I’m catching up on my reading this weekend and I just read about the demise of the Sigrid Olsen label at Liz Claiborne. Not that I have ever bought her clothes…but I am a fan. I’m more of a fan from the standpoint of what her clothes represent for the mature woman…the mature woman that I am. They are free-spirited…earthy fabrics…too wide for my body…but I really did love her advertisements too.
As the New York Times said, “It is a curious development in the fickle business of fashion that clothing labels like Ms. Olsen’s, made by and for the baby boomer generation, are among those being hardest hit by the current economic turmoil and retail entrenchment.” My other favorite labels like Ellen Tracy and Dana Buchman (again, not that I bought or could afford to buy that many of their clothes) are also being sold off.
What is happening to these lines of clothing targeted to the mature woman? I’d like to tell them about one of their targets…about me. After I read this it made me think about my passion for fashion and how betwixt and between I am as I approach the second half of my life. Don’t get me wrong, I am still a fashionista who gets excited by the thought of the September issues of Vogue and InStyle…the issues that barely fit in my mailbox (glad I fixed my mailbox so it is nice and sturdy for my September mail)…but I’m not as avid a buyer as I used to be. No, I’m not. Could it be…oh dear…that my focus on fashion is shifting?

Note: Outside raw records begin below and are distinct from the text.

PR #3628, opened 2025-03-10
(DRAFT) #2060- Upgrade Django FSM to Viewflow [backup]

allly-b:
## Ticket

Resolves #00

## Changes

- Change 1
- Change 2

#### Satisfied acceptance criteria and met development standards

- [ ] Met the acceptance criteria, or will meet them in a subsequent PR
- [ ] Created/modified automated tests
- [ ] Update documentation in READMEs and/or onboarding guide

#### Ensured code standards are met (Original Developer)

- [ ] If any updated dependencies on Pipfile, also update dependencies in requirements.txt.
- [ ] Interactions with external systems are wrapped in try/except
- [ ] Error handling exists for unusual or missing values

#### Validated user-facing changes (if applicable)

- [ ] Tag @dotgov-designers in this PR's Reviewers for design review. If code is not user-facing, delete design reviewer checklist
- [ ] Verify new pages have been added to .pa11yci file so that they will be tested with our automated accessibility testing
- [ ] Checked keyboard navigability
- [ ] Tested general usability, landmarks, page header structure, and links with a screen reader (such as Voiceover or ANDI)

#### Reviewed, tested, and left feedback about the changes

- [ ] Pulled this branch locally and tested it
- [ ] Verified code meets all checks above. Address any checks that are not satisfied
- [ ] Reviewed this code and left comments. Indicate if comments must be addressed before code is merged
- [ ] Checked that all code is adequately covered by tests
- [ ] Verify migrations are valid and do not conflict with existing migrations

#### Validated user-facing changes as a developer
**Note:** Multiple code reviewers can share the checklists above, a second reviewer should not make a duplicate checklist. All checks should be checked before approving, even those labeled N/A. 

- [ ] New pages have been added to .pa11yci file so that they will be tested with our automated accessibility testing
- [ ] Checked keyboard navigability
- [ ] Meets all designs and user flows provided by design/product
- [ ] Tested general usability, landmarks, page header structure, and links with a screen reader (such as Voiceover or ANDI)
- [ ] (Rarely needed) Tested as both an analyst and applicant user

#### Verified that the changes match the design intention

- [ ] Checked that the design translated visually
- [ ] Checked behavior. Comment any found issues or broken flows.
- [ ] Checked different states (empty, one, some, error)
- [ ] Checked for landmarks, page heading structure, and links

#### Validated user-facing changes as a designer

- [ ] Checked keyboard navigability
[...]

PR #4867, opened 2026-04-02
 #3723 - Django 5.2 Upgrade - [potato] 

### LINKED ISSUE #3704: Investigate alternatives to viewflow
### Issue description

We have determined Viewflow would be risky to adopt in place of django fsm, without providing many benefits. Somethings we can do instead are the following:

1. Use an alternative library
2. make our own fsm that we control and maintain
3. fork django fsm and maintain the folk (would need to handle dependencies
4. Keep using the archived version of django fsm (not ideal)

There may be additional options not listed above, and this ticket should look into what are alternatives to viewflow. This is purely a research ticket and not for making an ADR. (And ADR can come after a decision is made based on the research but is out of scope for this ticket)

### Acceptance criteria

- [ ] look at why django fsm was deprecated
- [ ] look at the django fsm code for understanding of what it's doing
- [ ]  research alternative options to viewflow
- [ ] sum up research

### Additional context

Note: I (Alysia) investigated some of the other library alternatives to django fsm and didn't see ones that seemed better suited to our needs. Also, I confirmed that github does not update dependencies or do dependabot checks for archived repos (ie option #4 should be avoided long term).

### Links to other issues

- came out of #2060

### LINKED ISSUE #3723: Upgrade Django and identify dependency issues
### Sub-issue description

When software like Django and Python are upgraded, very often there are dependencies that won't support the new versions.  We'll need a plan to address these dependencies.

### Acceptance criteria

- [ ] Read the[ Django 5.2 release notes](https://docs.djangoproject.com/en/5.2/releases/5.2/) to identify any possible issues
- [ ] Upgrade to Django 5.2 and Python 3.10
- [ ] Upgrade related dependencies
- [ ] Make recommendations for dependencies that can't be upgraded
- [ ] Manually test functionality to find any unexpected behaviors.  
    - At this point, a good starting point is to run through some UAT testing for switching (confirm that they are working though)
- [ ] Talk to Eng Leads about the plan

### Additional context
- We expect this evaluation to take multiple sprints so be sure to claim a shared sandbox

allly-b:
## Ticket

Resolves #3723 
Resolves #3704 

## Changes
-  session now stores portfolio as an integer ID instead of a model object to comply with Django 5.2's strict JSON session serialization
- Upgraded django-fsm to django-fsm-2 for Django 5.2 compatibility
- Added adr for why django-fsm-2 vs viewflow
- Replaced removed django.utils.timezone.utc with datetime.timezone.utc across management scripts and tests 
- Minor admin filtering update with what variable needs to be used.
- Fixed Concat() type error on mixed CharField/EmailField by adding explicit output_field=CharField()
- Fixed test deletion ordering to remove UserPortfolioPermission before Portfolio to satisfy relation constraints
- Resolved circular import in models/user.py by replacing direct Portfolio import with apps.get_model("registrar", "Portfolio")
- Renamed assertQuerysetEqual → assertQuerySetEqual (capital S) across tests to match the new django 5.2 recommendations
- Added a migration 
- Updated Pipfile and requirements.txt for all dependency version bumps & django-fms-2 addition (will likely need to reupdate it when Nicolle merges her PR)

## Context for reviewers

This is an large upgrade, so it's worth checking every flow you can think of. This includes admin filtering/ using the admin buttons/ making a submission etc. Try breaking it and look for anything off. 

Also, definitely read the ADR and give feedback if you have counter points to the suggested solution, or even just want clarity/ more info.

**type ignores**
for django-fsm-2, I ; added `# type: ignore[list-item]` on  FSM conditions= lists as django 5.2 throws errors with them not being cast to a specific type. Casting them seemed like it would add more complexity here, so I used the ignore as this PR already has a lot of changes. Let me know if people prefer trying to cast these.

**Migration**
The migration file is not indicative of a model actually changing. Django 5.2 requires any " through_fields" to be included in a migration. There was one of these fields in the User model, so django required a new migration just so everything matches it's new requirements. The model & functionality shouldn't have changed

**Session**
Django can't serialize a portfolio object into a json, for storing inside of `session,` so it throws an error and storing it as id is the least risky solution. The session change actually shouldn't be any issue. It looks like django has be silently erroring when storing portfolio data in the session. I ssh'd into a sandbox and printed the session contents for "portfolio" and each one gave me this print out `WARNING [django.security.SuspiciousSession:108] Session data corrupted`. I don't think changing the session to id will cause any issues when deployed to stable/staging.

### Additional context
Good 'ole [Medium article about migrating from 4.2-5.2](http://medium.com/@awaisq/upgrade-django-4-2-to-5-2-key-changes-d6b073709352)

[Rebecca's google doc ](https://docs.google.com/document/d/15cJcQwxlkamTIbJ_WjbY2TC1JdSkMr31X6jzEtsUIwg/edit?pli=1&tab=t.0)with steps I've gone through

viewflow  reference PRs:
https://github.com/cisagov/manage.get.gov/pull/3628
https://github.com/cisagov/manage.get.gov/pull/3670
https://github.com/cisagov/manage.get.gov/pull/3629

  - [ ] Page header structure
  - [ ] Landmarks
  - [ ] Links and buttons

  - [ ] Page header structure
  - [ ] Landmarks
  - [ ] Links and buttons

  - [ ] Page header structure
  - [ ] Landmarks
  - [ ] Links and buttons
  - [ ] Chrome
  - [ ] Microsoft Edge
  - [ ] FireFox
  - [ ] Safari

### References


docs/architecture/decisions/0030-django-state-control.md
```diff
@@ -0,0 +1,67 @@
+# 30. Django state control after upgrading to Django 5.2
```
CocoByte, line 1: This ADR is excellent!  Easy to follow and thorough on trade-offs.  Thanks for the dive into the technicalities and the write-up.

src/registrar/config/settings.py
```diff
@@ -977,7 +979,10 @@ def format(self, record):
 # session engine to cache session information
 SESSION_ENGINE = "django.contrib.sessions.backends.db"
 
-SESSION_SERIALIZER = "django.contrib.sessions.serializers.PickleSerializer"
+# SESSION_SERIALIZER = "django.contrib.sessions.serializers.PickleSerializer"
+SESSION_SERIALIZER = "django.contrib.sessions.serializers.JSONSerializer"
+# JSONSerializer is also default
+# FYI everyone will get logged out and will have to re login again
```
CocoByte, line 985: Just double-checking - Is the logout a one-time thing that happens when we deploy this update?

src/registrar/models/user.py
```diff
@@ -442,7 +443,13 @@ def is_org_user(self, request):
             DeprecationWarning,
             stacklevel=2,
         )
-        portfolio = request.session.get("portfolio")
+        portfolio_id = request.session.get("portfolio")
+        if portfolio_id:
+            Portfolio = apps.get_model("registrar", "Portfolio")
```
CocoByte, line 448: Thanks for explaining the reason for this in your PR :)

CocoByte:
Paths reviewed so far:
- Admin models sort and filter as expected (primarily tested Domains, Domain Reqs, Portfolios, and a few others).  Drill downs and modifications of fields appear to all still behave as expected
- Members flows (can add/remove members. Error messages that prevent removal of members with active domain requests fires as expected.  E-mail sending messaging behaves as expected.  Can edit domain assignments)
- Can view/edit domain requests 
- Can view/manage domains
- CSV exports from registrar appear to behave as expected and contain the right data (esp data from parent portfolio)
- embedded hyperlinks in /admin models that navigate between domain, domain req, users, and portfolios, along with hyperlinks for managing these in registrar all appear to work

CocoByte:
**Question (I think out of scope but want to double-check):**

When exporting "All domain metadata" from /admin analytics, I notice it only grabbed domains that were in the current portfolio in session....I can't remember if this is what we wanted or not?

CocoByte:
**Styling Change?**

The icons for editing /admin fields are larger than usual....

image

CocoByte:
**Bug?**

These toggles appear to no longer work.  Unsure if it is related to your changes...

image

docs/architecture/decisions/0030-django-state-control.md
```diff
@@ -0,0 +1,67 @@
...
+
+(#1) Use `django-fsm-2`
+
+The library is a direct drop-in replacement for the archived `django-fsm`, is already integrated into the project, and provides the same class of state protection as viewflow. The license, migration cost, and design fit all favor staying with django-fsm-2.
+
+## Considered Options
+
+### 1. django-fsm-2
+
+This would mean replacing the `django-fsm` import with a `django-fsm-2` import and adopting that library as a dependency. `Django-fsm-2` is a community-maintained fork of the original `django-fsm`, transferred to and maintained under [django-commons](https://github.com/django-commons/django-fsm).
```
erinysong: Is the link meant to direct to the link for [django-fsm-2](https://github.com/django-commons/django-fsm-2)? If it was originally meant for django-fsm, it looks like the link doesn't work anymore if the original fsm is no longer under django commons

docs/architecture/decisions/0030-django-state-control.md
```diff
@@ -0,0 +1,67 @@
...
+In this option, the state field is a FSMfield and transition logic is on the model.
+
++ Simply requires replacing the import in the pipfile-zero migration cost, same import path (`from django_fsm import FSMField, transition`)
```
erinysong, line 30: oh woah I was originally reading this as a rich diff so I can read more easily and the rich text format doesn't differentiate between `+`,`-`, or `*` when converting things into bullets. Would it be helpful to label the + and - lists under a Advantages/Risks header? 

Image

docs/architecture/decisions/0030-django-state-control.md
```diff
@@ -0,0 +1,67 @@
...
+### 2. viewflow FSM
+
+Adopt viewflow and add it as a dependency, reworking the code to be compatible with it's fsm implementation. [Viewflow](https://viewflow.io) is more than just an FSM it also provides "BPMN-style workflows", "process orchestration,"  and more, meant to be used for complex system workflows.
+
+In this option, the state field is a regular char field using enums (not an FSMfield) and transition logic is in a seperate flow class (not the model).
+
++ Actively maintained with a wide audience (2.9k GitHub stars, 416 forks, 365 dependent projects); with code commits as recent as Jan 2026
++ Supports Django 4.2–6.0
++ Uses Python enums for state definitions
++ Always enforces protected state at the Python descriptor level, meaning there ability to add `protected=False` and override functionality
```
erinysong: nit:
```suggestion
+ Always enforces protected state at the Python descriptor level, meaning there's no ability to add `protected=False` and override functionality
```

docs/architecture/decisions/0030-django-state-control.md
erinysong, line 1: thank you for compiling this! From what's on here I agree with moving forward with `django-fsm-2` - I don't see many immediate benefits refactoring to viewflow atm

src/registrar/config/settings.py
```diff
@@ -281,7 +281,8 @@
 ]
 
 # Stop using table-based default form renderer which is deprecated
-FORM_RENDERER = "django.forms.renderers.DjangoDivFormRenderer"
+# FORM_RENDERER = "django.forms.renderers.DjangoDivFormRenderer"
```
erinysong, line 284: jw is there a difference between removing these settings vs. commenting them out?

src/registrar/management/commands/transfer_transition_domains_to_domains.py
```diff
@@ -296,6 +296,9 @@ def try_add_domain_invitation(self, domain_email: str, associated_domain: Domain
 
         # check that the given e-mail is valid
         if domain_email is not None and domain_email != "":
+            # If domain hasn't been saved yet, no invitation can exist for it
+            if associated_domain.pk is None:
```
erinysong, line 300: what's the difference between checking if an object's pk doesn't exist vs. if the object doesn't exist? If a domain is mid-creation and not yet saved, does would that domain object still exist?

src/registrar/management/commands/transfer_transition_domains_to_domains.py
```diff
@@ -459,7 +462,7 @@ def update_or_create_domain_information(
         # Get associated domain
         domain_data = Domain.objects.filter(name=transition_domain.domain_name)
         if not domain_data.exists():
-            logger.warn(
+            logger.warning(
```
erinysong, line 465: good catch!

src/registrar/models/user.py
```diff
@@ -442,7 +443,13 @@ def is_org_user(self, request):
             DeprecationWarning,
             stacklevel=2,
         )
-        portfolio = request.session.get("portfolio")
+        portfolio_id = request.session.get("portfolio")
```
erinysong, line 446: hm thoughts on making a helper to get the portfolio object from session id if we're going to be grabbing it from session often?

src/registrar/tests/test_admin.py
```diff
@@ -283,7 +283,7 @@ def test_omb_analyst_filter_feb_domain(self):
         self.portfolio.save()
         response = self.client.get(
             reverse("admin:registrar_domaininvitation_changelist"),
-            {"status": DomainInvitation.DomainInvitationStatus.INVITED},
+            {"status__exact": DomainInvitation.DomainInvitationStatus.INVITED},
```
erinysong, line 286: what's the difference between explicitly defining this using `__exact` vs not? Are we excluding the possibility of other status domains included in the status param?

src/registrar/utility/csv_export.py
```diff
@@ -2255,6 +2257,7 @@ def get_computed_fields(cls, delimiter=", ", **kwargs):
                         "other_contacts__last_name",
                         Value(" "),
                         "other_contacts__email",
+                        output_field=CharField(),
```
erinysong, line 2260: nice!

src/registrar/views/domain.py
```diff
@@ -138,7 +140,8 @@ def _update_session_with_domain(self):
         update domain in the session cache
         """
         domain_pk = "domain:" + str(self.kwargs.get("domain_pk"))
-        self.session[domain_pk] = self.object
+        # self.session[domain_pk] = self.object
```
erinysong:
```suggestion
```

src/registrar/views/domain.py
```diff
@@ -482,7 +486,8 @@ def can_access_domain_via_portfolio(self, pk):
         """Most views should not allow permission to portfolio users.
         If particular views allow permissions, they will need to override
         this function."""
-        portfolio = self.request.session.get("portfolio")
+        portfolio_id = self.request.session.get("portfolio")
```
erinysong, line 488: similar to question on User model, would it help to make a helper to pull the portfolio from the session portfolio id? I'm all right with not since it's just 2 lines and noticed it's being used a lot here and in the portfolios view

src/registrar/models/domain_request.py
```diff
@@ -1177,7 +1177,7 @@ def submit(self):
             DomainRequestStatus.INELIGIBLE,
         ],
         target=DomainRequestStatus.IN_REVIEW,
-        conditions=[domain_is_not_active, investigator_exists_and_is_staff],
+        conditions=[domain_is_not_active, investigator_exists_and_is_staff],  # type: ignore[list-item]
```
erinysong, line 1180: for these list-items, what type would django 5.2 expect us to cast these as?

src/registrar/registrar_middleware.py
erinysong, line 1: this can be scoped in a later ticket, but thoughts on refactoring the `portfolio` session variable to `portfolio_id`?

erinysong:
✅ [Resolved] This is expected behavior since the expiration date is set only after a user manages their approved domain request

-------------------------
Submitted a new domain request for approval, then approved the domain request, and noticed the domain's Expiration date doesn't display on the Domains table

image

Though the expiration date displays on the domain's page:
image

erinysong:
**[✅ Resolved]** this happens on staging as well and I think it's because we have a field for all our domains so the long wait time occurs when we reference another table that has a really big number of entries

Not sure if this is happening on other envs, but I noticed the user domain role page seems to take a significantly longer time to load (few seconds more compared to other admin pages)
Starts off incomplete here with message `Transferring data from <environment URL>`
image

Then rest of User domain role form loads
image

Then rest of Django admin loads
image

erinysong:
**✅  [Resolved]** This is a separate issue with the second top navbar displaying on legacy mode when a user has legacy domains and at least 1 portfolio.


------
Tested making myself a manager for both domains from a portfolio and legacy domains. When I switch my session to view my legacy domains, the bottom navbar links for Domains/Domains Requests/Members don't appear

image
image


But they do appear when I switch my session to my portfolio:
image
image


^From my legacy domains session, I'm also unable to access the domain page to the domain I manage, most likely because I don't have permissions to access domains from here 🤔 
image

docs/architecture/decisions/0030-django-state-control.md
allly-b: Ohhhh ewww, it looks so bad in that format! Yes good ask, I will add that!

src/registrar/config/settings.py
allly-b: Going to leave this for now just in case it's causing the form to render differently (such as that button size thing you found). I won't resolve this comment though, this is a good reminder to delete all commented out items once this seems tested enough

src/registrar/config/settings.py
allly-b: This is a one time occurrence, and will only happen when we first deploy. I also changed session portfolio storage to be integer based, so any portfolio users would already have their sessions reset on the first deploy. In general, this upgrade just should happen outside of normal business hours and we should also put up the banner on get.gov for scheduled maintenance. But after this first deploy, we shouldn't need to worry about anything resetting etc.

docs/architecture/decisions/0030-django-state-control.md
allly-b: I think I manually added django-fsm into the link on accident. I meant to link to the django-commons page where it describes the maintainers of the project. Just updated!

src/registrar/management/commands/transfer_transition_domains_to_domains.py
allly-b: Good question this was a weird error. TLDR: Now with 5.2 the domain object exists but pk is null until save.


My early morning over explanation if you're extra curious: Django 5.2 doesn't add a pk to an unsaved model object, it will now only add pk on save BUT the actual object (domain in this case) is not none. So associated domain was filled with stuff, only pk was blank. Then, in line 304 it tries to filter DomainInvitations where domain=associated_domain. In django 4.2, this was fine and it would automatically return 0 results (as that is an unsaved object it can't have a foreign key relation yet). Now Django 5.2, basically says "you can't filter with an unsaved object". This is because, on the backend when we filter with domain=associated domain, django really does the logic of `domain.pk==associtated_domain.pk.` Which in this case means django would be doing domain.pk=None, and Django 5.2 thinks this is a waste of a query (it's picky).

src/registrar/models/user.py
allly-b: hmm... Not a bad idea on using a helper function. I think my only objection would be laziness for changing all the instances again lol. I'll add this to my todo list though to add it in!

src/registrar/models/domain_request.py
allly-b: `Callable[["DomainRequest"], bool]`, which gets a bit ugly to cast with in a list, and I find it makes it unreadable because it becomes `conditions =[ cast( Callable[["DomainRequest"], bool], domain_is_not_active),cast( Callable[["DomainRequest"], bool],  investigator_exists_and_is_staff)]`

not the worst, but doesn't seem to add value and looks messier in my book.

src/registrar/tests/test_admin.py
allly-b: ok tbh, this one drove me bonkers. This test was failing, and I couldn't figure out why, google suggested add __exact which worked, BUT Django docs say filtering with "status" and "status__exact" should be the same.... I kinda just threw my hands up in the air after trying other things and then moved on. But it SHOULD always be using exact even when we don't explicitly say it, unless we do something like __in (which checks if it's one of multiple options). And yes it excludes any other status, just like doing a sql select where status =xyz, it will exclude everything that's not xyz.

src/registrar/views/domain.py
allly-b: yeah, I think I was so focused on just getting it working and not failing tests, I wasn't even questioning how much repeat I was doing. I agree with the helper, I'll add it in shortly!

src/registrar/registrar_middleware.py
allly-b: Hmm I could see that helping with readability. If we want to do that, it would be best to do it now in this PR since changing the name would cause issues for logged in users. @CocoByte want to way in on your thoughts for renaming? I could go either way, though I am starting to lean towards Erin's suggestion.

src/registrar/models/user.py
erinysong: totally fair! I don't think it's an immediate need so we can also scope it in another ticket while we focus on Django functionality

src/registrar/management/commands/transfer_transition_domains_to_domains.py
erinysong: oh interesting, thank you for explaining! that's such a specific change to make and I wouldn't have guessed the object and pk get generated separately

src/registrar/models/domain_request.py
erinysong: oof yeah I'd also lean not casting here if we need to cast within the list items too

src/registrar/tests/test_admin.py
erinysong: yeahh I'm surprised in this case there's a difference when we use status and status__exact since I also would've expected status to default to status__exact when we don't pass in a lookup  :/

src/registrar/views/domain.py
erinysong: happy to also scope that in another ticket since I think it'd be good to test if the upgrade itself works + doesn't introduce breaking changes and then refactoring to convert things to helpers + refactor our portfolio session variable to portfolio_id maybe!

erinysong (approved):
Tested different flows in the request process and session management and things seem to be working the same as they did pre-upgrade. I think the only other changes I'd consider here would be updating any color palette settings on admin though will defer to design's expertise on that. Thank you working through this refactor and documenting!

I'm good with this getting merged once we rebuild our dependencies + any design convos about style updates

lizpearl:
@allly-b Going to through some dev parking lot and I see that this PR should also close 
- #3704 
so I added a resolves line with that ticket

CocoByte (approved):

Yes, I think that is exactly it. My focus on fashion is shifting as my life is changing. I’m starting to focus more on the inner me instead of the outer me…and maybe some of my fellow mature fashionistas are doing the same. Yes, maybe that is why baby boomer fashions are hurting. My fellow baby boomer women and I have closets full of clothes after many years and shopping doesn’t excite us like it used to.
Instead of running to the store to purchase a new fall skirt or sweater…I’m running to the beach to relax and watch the little sandpipers make their little footprints across the sand.
Instead of buying a new pair of shoes, I’m spending the money on reflexology for my feet so I can walk better and my body can feel better. And I’m getting pedicures so my feet look pretty while I relax and walk on the beach. (Just love those pedicures when they put my feet in the whirlpool and cut my toenails…yes, it is harder to bend over now to cut my own toenails…I cannot see them as well when I’m not wearing my progressive eyeglasses.)
Instead of splurging on an accessory, I’m splurging on a facial so my face stays firm and my wrinkles recede. (Just love those facials…and I haven’t had one in awhile since I’m racing to the beach each weekend…have to put facials back on the fall ‘to-do’ list.)
Instead of getting excited to shop for myself, I’m excited about shopping for my 18 year old son. My son who is going off to college in a few weeks to pursue his ambitions in hospitality. Yes, I was so excited on Friday night when I bought him his first Calvin Klein gray houndstooth suit from the Men’s Department at Macy’s…yes, the Men’s Department…not the Boy’s Department. I shed tears of joy as he paraded out of the dressing room in a men’s small that actually fit him…oh, how handsome he looked and will look when he goes to all his hospitality socials.
While my clothes shopping may be waning for myself, I am so proud that I have passed on my sense of style and fashionista-ness to my son…it makes me so happy to see him carrying on this important family trait. (Note: I do not want to imply that my 22 year old daughter is not a fashionista. It’s just I don’t have to worry about her…she has 100 percent fashionista-ness deeply inbedded in her spirit and soul…so I don’t have to worry about her at all.)
Instead of picking out the colors for my fall wardrobe…I’m picking out the colors for the polymeric sand that is going to be poured on my front walkway (hopefully soon) between all the gray bricks…the bricks that now lie perfectly flat thanks to the beautiful work that my landscapers did last week. Yes, I paid a hefty sum to flatten my walkway and fix the steps that are in front of my house. And, when the landscaper told me that I would never have to pull a weed from my front walkway once the polymeric sand was laid…I jumped for joy…just like I used to jump for joy when I found a beautiful jacket or pants outfit I liked. (Note: Only this time I jumped even higher with joy for the polymeric sand is just an amazing invention.)
As I await my September fall fashion issues and I ponder the demise of Sigrid Olsen’s clothing line, I am so glad to learn that Sigrid is looking into “arranging women’s retreats to encourage creative discussion or teaming up with a hotel to create a Sigrid Olsen resort experience”…as the Times stated at the end of the article. I do hope she sends me an invitation…because I might just pay a visit.